■ Directions ■
Retype the entries below exactly, but begin at the line containing "The great simplification" and end at the last line.

■ Entries supplied ■

PR #121, opened 2017-05-12
The great simplification

gasche:
Builds on #120 which fixes a bug revealed by the change.


gasche:
We still have to update the operational semantics description, but I'm calling it a day.

doc/ir-semantics.text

■ Solution ■
The great simplification

gasche:
Builds on #120 which fixes a bug revealed by the change.


gasche:
We still have to update the operational semantics description, but I'm calling it a day.

doc/ir-semantics.text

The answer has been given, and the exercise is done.